Please check every line of the listing for "handling" and copy each line where it is found.

━━━ ENTRIES SHOWN ━━━

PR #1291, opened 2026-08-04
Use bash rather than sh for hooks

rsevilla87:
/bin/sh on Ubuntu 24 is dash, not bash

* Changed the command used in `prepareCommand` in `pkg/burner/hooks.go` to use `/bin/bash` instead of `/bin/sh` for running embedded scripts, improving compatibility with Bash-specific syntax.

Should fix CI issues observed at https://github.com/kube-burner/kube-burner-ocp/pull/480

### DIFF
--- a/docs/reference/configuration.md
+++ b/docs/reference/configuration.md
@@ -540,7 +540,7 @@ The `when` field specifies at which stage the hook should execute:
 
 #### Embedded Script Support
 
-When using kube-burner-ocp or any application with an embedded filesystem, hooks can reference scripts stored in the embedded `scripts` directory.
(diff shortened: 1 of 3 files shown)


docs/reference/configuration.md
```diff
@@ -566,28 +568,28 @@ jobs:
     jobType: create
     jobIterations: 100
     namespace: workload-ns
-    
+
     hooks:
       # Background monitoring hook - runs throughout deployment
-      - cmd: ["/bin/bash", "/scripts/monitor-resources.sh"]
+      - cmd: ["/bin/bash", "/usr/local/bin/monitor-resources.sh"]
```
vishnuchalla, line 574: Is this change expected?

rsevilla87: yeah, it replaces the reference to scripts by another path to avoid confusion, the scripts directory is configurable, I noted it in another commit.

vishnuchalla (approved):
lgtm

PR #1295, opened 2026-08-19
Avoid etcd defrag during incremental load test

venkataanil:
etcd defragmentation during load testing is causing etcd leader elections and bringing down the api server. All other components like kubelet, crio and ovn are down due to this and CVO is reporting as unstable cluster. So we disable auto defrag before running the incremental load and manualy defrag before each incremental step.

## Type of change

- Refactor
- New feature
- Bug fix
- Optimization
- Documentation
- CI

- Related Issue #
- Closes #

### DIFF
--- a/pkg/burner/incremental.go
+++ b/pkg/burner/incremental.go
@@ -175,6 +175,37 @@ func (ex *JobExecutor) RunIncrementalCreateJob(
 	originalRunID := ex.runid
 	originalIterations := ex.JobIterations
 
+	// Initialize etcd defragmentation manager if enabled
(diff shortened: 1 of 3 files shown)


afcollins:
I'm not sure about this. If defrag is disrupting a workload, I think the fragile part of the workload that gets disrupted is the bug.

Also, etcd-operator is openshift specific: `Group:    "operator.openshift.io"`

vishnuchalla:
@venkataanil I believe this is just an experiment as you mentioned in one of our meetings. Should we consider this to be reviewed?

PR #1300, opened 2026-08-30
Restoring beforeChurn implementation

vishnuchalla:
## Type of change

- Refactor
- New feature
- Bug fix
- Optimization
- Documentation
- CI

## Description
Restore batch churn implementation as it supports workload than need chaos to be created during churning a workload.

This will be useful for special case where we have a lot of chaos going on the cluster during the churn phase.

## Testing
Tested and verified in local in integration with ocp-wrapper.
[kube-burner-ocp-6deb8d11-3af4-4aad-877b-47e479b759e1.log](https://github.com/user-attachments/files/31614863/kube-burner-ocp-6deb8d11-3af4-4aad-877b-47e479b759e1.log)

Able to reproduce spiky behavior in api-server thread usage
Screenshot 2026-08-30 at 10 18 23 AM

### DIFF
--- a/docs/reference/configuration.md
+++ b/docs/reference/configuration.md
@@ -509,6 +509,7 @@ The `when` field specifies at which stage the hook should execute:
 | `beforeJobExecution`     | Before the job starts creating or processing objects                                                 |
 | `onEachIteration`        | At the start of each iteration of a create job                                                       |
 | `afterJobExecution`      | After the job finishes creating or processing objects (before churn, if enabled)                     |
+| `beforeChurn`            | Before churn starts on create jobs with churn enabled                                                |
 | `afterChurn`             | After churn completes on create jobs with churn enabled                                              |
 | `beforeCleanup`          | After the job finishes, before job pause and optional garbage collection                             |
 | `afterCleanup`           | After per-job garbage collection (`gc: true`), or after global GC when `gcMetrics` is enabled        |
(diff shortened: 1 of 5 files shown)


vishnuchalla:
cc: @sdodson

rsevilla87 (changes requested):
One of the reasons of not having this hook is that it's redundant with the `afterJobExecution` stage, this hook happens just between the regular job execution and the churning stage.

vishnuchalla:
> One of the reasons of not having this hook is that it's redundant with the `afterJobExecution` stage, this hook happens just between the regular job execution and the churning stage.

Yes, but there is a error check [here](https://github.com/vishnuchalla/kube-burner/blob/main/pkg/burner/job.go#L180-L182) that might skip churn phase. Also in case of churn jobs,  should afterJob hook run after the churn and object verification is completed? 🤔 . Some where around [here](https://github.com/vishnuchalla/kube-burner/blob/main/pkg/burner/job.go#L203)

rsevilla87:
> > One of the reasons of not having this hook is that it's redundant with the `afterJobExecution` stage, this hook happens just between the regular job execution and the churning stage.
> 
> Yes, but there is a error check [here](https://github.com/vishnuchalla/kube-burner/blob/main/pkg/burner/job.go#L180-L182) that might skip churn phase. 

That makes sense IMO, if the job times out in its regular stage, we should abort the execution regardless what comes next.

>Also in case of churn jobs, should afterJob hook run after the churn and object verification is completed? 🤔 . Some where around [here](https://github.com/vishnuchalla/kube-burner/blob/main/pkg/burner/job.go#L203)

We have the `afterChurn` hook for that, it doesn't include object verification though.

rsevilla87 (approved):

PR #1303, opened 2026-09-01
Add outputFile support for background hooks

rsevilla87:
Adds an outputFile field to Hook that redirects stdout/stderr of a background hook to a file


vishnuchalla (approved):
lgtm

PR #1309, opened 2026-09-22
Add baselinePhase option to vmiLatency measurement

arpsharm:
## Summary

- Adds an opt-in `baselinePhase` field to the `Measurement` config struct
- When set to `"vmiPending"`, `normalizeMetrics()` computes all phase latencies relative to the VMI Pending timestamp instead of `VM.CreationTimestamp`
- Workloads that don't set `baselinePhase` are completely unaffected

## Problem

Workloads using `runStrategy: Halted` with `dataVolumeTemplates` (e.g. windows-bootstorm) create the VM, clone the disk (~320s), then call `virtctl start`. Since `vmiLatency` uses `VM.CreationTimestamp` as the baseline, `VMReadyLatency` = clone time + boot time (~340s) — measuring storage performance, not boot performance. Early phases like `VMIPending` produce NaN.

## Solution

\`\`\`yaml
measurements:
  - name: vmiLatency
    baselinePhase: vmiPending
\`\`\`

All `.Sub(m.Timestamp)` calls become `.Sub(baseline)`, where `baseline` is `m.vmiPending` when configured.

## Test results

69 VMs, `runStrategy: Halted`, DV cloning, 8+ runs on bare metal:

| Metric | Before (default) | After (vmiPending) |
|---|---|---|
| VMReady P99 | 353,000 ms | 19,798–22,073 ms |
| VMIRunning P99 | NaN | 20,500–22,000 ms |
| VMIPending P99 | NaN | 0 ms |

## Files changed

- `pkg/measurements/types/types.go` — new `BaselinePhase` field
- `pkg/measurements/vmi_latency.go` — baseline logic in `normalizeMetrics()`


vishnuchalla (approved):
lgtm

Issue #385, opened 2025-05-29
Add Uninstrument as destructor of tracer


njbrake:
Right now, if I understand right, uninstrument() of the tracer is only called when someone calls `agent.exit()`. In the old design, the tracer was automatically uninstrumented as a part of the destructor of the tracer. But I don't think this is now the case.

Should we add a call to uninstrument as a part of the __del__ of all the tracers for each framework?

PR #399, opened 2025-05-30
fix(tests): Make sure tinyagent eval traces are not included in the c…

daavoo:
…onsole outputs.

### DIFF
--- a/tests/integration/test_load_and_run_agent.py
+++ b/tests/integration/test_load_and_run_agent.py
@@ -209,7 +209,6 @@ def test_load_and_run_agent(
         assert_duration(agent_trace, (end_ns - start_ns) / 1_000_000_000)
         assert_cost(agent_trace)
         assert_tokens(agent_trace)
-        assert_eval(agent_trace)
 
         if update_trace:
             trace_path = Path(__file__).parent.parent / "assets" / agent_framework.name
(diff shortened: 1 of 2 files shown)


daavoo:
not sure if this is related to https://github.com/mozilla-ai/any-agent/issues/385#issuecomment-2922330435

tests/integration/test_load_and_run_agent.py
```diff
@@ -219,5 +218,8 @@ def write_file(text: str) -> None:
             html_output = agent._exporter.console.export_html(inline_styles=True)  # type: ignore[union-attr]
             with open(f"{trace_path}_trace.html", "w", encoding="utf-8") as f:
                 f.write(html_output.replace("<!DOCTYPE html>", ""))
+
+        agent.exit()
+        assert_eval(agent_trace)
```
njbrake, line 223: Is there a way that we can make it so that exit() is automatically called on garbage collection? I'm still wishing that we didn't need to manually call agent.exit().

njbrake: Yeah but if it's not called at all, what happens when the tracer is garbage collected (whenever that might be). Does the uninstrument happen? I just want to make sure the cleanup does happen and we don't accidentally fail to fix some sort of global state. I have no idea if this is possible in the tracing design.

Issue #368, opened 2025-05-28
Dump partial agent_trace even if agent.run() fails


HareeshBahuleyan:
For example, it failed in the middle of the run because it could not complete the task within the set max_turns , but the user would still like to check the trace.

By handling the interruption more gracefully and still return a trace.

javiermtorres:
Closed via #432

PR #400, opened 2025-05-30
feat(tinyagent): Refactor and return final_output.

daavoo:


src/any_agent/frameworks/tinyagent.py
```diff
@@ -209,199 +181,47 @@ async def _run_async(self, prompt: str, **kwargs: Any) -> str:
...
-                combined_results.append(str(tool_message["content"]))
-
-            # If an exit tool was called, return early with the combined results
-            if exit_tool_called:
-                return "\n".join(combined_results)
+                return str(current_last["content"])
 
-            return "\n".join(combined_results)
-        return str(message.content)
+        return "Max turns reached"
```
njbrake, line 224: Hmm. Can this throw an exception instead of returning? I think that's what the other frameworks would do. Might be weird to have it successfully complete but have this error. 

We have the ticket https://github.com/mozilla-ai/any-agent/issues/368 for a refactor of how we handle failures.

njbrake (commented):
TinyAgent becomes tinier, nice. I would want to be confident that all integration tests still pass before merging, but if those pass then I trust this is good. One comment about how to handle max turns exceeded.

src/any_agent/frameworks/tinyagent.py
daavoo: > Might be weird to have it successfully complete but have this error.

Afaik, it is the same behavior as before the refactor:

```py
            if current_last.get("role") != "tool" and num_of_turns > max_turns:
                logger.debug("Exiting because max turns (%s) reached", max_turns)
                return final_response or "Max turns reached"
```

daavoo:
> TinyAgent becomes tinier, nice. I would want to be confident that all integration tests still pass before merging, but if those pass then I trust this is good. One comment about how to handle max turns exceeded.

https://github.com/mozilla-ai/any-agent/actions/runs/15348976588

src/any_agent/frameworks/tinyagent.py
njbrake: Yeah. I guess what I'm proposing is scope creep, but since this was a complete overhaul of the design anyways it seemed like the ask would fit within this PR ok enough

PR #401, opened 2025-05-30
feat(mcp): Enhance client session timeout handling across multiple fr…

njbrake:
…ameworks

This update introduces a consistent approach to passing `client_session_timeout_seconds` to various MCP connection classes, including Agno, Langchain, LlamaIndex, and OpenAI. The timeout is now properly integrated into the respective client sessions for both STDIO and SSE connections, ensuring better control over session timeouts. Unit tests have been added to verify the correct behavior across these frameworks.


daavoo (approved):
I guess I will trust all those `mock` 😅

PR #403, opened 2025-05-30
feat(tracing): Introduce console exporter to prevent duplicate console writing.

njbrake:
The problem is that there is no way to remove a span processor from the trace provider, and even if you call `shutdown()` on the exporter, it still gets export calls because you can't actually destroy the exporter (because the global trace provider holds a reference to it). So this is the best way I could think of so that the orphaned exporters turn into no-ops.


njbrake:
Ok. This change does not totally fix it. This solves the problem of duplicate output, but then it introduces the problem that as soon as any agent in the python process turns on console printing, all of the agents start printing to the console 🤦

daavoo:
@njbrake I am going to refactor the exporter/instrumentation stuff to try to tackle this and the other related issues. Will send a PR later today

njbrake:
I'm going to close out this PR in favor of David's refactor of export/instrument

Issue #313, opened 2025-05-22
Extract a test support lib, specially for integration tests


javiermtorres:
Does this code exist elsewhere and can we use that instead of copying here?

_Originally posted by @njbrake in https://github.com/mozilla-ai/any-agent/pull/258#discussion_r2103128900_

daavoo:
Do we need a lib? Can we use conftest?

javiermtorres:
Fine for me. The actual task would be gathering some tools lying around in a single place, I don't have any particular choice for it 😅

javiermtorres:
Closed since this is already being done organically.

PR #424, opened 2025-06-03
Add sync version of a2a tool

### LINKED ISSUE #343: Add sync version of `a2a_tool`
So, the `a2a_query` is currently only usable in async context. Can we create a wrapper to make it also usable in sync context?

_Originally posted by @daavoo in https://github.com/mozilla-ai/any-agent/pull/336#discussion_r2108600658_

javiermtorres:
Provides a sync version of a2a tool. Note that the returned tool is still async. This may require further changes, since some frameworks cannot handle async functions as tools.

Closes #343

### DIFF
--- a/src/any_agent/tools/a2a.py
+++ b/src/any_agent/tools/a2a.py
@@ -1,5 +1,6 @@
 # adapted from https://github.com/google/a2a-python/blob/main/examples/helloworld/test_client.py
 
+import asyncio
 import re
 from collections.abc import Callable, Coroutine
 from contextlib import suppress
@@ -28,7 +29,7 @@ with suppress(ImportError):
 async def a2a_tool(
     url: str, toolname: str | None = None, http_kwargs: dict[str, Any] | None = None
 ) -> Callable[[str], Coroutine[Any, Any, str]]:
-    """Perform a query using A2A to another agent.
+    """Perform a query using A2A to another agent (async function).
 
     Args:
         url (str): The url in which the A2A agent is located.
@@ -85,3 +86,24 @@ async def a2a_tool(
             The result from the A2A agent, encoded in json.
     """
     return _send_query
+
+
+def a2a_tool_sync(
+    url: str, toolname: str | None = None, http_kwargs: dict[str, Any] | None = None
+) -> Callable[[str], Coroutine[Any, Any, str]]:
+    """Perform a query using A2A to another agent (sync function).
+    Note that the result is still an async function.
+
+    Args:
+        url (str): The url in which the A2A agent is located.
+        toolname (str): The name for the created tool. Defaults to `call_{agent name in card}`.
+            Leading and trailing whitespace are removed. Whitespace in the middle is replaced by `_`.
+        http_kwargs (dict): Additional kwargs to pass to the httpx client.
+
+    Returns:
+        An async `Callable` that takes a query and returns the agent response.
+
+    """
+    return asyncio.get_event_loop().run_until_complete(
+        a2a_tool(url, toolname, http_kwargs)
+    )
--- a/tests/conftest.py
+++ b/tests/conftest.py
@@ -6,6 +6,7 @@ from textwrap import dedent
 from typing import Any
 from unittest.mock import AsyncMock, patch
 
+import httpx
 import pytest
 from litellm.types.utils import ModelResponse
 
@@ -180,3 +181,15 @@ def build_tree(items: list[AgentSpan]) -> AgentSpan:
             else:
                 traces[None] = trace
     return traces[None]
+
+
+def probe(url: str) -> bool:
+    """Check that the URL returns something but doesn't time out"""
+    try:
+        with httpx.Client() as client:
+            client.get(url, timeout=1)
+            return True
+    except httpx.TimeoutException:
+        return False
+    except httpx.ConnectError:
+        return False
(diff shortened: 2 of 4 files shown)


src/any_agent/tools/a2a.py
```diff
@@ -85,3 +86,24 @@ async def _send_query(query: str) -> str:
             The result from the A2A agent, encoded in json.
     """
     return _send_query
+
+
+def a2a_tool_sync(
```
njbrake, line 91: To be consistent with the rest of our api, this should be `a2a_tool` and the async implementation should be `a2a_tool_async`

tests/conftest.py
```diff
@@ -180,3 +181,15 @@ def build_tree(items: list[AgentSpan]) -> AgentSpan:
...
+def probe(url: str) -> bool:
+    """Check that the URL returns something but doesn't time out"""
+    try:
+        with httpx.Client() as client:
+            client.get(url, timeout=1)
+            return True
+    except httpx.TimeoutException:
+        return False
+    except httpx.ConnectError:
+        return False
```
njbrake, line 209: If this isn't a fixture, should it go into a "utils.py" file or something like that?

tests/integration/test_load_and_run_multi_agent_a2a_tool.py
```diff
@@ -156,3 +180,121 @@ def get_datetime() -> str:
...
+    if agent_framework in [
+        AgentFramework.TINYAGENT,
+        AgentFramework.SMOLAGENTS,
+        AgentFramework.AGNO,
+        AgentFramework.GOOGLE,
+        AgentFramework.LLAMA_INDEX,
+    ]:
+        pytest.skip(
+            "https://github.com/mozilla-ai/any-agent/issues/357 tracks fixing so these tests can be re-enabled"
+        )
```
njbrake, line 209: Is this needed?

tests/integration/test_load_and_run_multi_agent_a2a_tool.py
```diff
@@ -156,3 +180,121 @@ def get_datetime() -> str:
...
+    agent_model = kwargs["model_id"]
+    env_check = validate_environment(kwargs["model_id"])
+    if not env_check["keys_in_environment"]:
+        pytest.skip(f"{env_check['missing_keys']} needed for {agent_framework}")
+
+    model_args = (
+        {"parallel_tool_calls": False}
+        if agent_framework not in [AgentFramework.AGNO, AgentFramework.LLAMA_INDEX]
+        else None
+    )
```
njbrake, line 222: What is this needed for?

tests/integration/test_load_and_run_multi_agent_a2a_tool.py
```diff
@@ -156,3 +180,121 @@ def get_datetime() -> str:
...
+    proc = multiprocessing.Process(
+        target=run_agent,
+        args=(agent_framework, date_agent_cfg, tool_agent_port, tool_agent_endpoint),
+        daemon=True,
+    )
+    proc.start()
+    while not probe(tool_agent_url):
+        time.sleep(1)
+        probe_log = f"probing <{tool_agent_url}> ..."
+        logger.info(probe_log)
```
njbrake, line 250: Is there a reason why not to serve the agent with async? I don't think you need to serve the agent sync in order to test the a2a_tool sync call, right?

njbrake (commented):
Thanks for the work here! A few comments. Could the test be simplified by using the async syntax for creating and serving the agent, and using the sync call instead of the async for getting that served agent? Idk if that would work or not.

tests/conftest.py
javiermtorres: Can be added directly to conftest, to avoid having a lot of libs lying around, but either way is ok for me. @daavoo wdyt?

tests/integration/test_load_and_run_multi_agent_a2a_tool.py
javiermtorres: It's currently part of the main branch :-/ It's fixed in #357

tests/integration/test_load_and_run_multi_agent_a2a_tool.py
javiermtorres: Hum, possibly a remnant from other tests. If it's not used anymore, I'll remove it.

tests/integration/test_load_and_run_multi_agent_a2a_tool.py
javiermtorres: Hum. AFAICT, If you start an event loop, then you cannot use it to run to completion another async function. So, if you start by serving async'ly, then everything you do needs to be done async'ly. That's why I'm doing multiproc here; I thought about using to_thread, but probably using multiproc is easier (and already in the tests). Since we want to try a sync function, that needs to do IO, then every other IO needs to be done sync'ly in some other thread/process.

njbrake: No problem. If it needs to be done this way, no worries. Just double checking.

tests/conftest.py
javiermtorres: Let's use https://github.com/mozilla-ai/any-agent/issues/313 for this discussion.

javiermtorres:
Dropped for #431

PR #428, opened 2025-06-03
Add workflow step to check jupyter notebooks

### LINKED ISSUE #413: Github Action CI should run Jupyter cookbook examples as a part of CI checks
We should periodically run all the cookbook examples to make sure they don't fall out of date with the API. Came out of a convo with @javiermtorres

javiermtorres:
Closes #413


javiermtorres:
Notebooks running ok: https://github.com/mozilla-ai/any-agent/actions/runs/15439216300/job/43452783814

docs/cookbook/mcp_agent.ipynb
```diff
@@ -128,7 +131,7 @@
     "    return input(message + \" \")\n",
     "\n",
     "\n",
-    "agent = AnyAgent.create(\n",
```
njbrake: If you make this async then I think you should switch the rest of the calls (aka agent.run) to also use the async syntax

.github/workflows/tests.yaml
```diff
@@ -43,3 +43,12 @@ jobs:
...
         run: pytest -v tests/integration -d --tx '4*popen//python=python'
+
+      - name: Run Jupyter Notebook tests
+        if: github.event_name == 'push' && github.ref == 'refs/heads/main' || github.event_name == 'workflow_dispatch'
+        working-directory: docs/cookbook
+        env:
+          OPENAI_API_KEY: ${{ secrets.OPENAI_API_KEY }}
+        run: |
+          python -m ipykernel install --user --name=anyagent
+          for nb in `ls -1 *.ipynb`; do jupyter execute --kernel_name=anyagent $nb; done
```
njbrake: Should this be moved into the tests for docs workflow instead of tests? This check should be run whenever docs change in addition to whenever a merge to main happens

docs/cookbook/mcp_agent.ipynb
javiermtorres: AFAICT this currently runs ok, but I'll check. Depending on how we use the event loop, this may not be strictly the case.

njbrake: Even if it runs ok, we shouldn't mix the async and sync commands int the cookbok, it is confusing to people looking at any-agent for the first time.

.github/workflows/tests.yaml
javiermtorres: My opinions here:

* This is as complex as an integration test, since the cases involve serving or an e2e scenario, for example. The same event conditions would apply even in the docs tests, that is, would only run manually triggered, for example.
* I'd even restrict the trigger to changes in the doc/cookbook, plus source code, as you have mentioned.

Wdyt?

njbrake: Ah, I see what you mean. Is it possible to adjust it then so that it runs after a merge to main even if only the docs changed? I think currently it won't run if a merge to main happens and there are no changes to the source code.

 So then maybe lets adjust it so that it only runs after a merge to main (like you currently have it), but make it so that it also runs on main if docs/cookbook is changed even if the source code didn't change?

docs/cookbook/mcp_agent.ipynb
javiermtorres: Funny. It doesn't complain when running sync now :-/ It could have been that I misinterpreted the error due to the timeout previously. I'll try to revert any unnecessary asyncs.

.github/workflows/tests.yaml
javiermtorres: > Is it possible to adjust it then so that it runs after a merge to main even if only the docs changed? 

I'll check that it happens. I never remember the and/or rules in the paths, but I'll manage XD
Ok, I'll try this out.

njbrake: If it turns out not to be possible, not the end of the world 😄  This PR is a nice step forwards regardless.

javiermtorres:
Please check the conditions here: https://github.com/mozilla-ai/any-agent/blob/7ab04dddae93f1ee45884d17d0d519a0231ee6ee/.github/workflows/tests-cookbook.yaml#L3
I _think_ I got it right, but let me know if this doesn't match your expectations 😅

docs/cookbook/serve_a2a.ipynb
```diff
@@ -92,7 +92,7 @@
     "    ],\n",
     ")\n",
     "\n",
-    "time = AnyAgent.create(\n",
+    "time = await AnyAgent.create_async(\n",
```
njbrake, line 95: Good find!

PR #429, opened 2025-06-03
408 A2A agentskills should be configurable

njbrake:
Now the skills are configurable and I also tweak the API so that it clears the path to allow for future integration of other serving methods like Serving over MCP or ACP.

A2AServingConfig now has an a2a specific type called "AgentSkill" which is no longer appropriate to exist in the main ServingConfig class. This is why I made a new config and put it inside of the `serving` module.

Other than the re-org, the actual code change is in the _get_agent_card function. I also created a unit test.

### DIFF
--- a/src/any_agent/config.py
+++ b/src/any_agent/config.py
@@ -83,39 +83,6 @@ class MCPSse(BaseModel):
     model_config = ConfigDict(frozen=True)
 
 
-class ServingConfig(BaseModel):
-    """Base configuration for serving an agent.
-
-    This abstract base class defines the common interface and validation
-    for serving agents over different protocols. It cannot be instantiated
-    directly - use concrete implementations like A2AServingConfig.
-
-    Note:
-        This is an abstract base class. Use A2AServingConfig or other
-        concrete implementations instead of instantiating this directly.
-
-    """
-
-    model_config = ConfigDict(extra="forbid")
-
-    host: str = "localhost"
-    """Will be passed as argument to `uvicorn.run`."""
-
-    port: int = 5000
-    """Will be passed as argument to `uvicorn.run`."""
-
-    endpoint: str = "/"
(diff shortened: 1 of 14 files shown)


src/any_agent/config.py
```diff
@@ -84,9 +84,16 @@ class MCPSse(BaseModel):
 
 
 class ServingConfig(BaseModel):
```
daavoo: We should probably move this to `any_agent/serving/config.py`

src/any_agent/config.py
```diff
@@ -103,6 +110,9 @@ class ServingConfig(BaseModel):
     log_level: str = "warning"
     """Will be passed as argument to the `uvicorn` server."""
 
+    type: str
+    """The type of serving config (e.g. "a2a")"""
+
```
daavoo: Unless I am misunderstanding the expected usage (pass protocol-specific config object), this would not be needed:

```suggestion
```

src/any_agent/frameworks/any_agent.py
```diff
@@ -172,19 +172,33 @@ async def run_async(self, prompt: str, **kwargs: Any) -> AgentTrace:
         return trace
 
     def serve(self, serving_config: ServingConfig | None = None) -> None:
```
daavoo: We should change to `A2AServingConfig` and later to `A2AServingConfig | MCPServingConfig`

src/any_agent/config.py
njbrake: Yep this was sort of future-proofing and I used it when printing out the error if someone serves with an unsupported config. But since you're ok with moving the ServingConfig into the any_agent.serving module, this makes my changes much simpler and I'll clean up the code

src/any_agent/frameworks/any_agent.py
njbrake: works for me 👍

━━━

§ YOUR SOLUTION:
By handling the interruption more gracefully and still return a trace.
feat(mcp): Enhance client session timeout handling across multiple fr…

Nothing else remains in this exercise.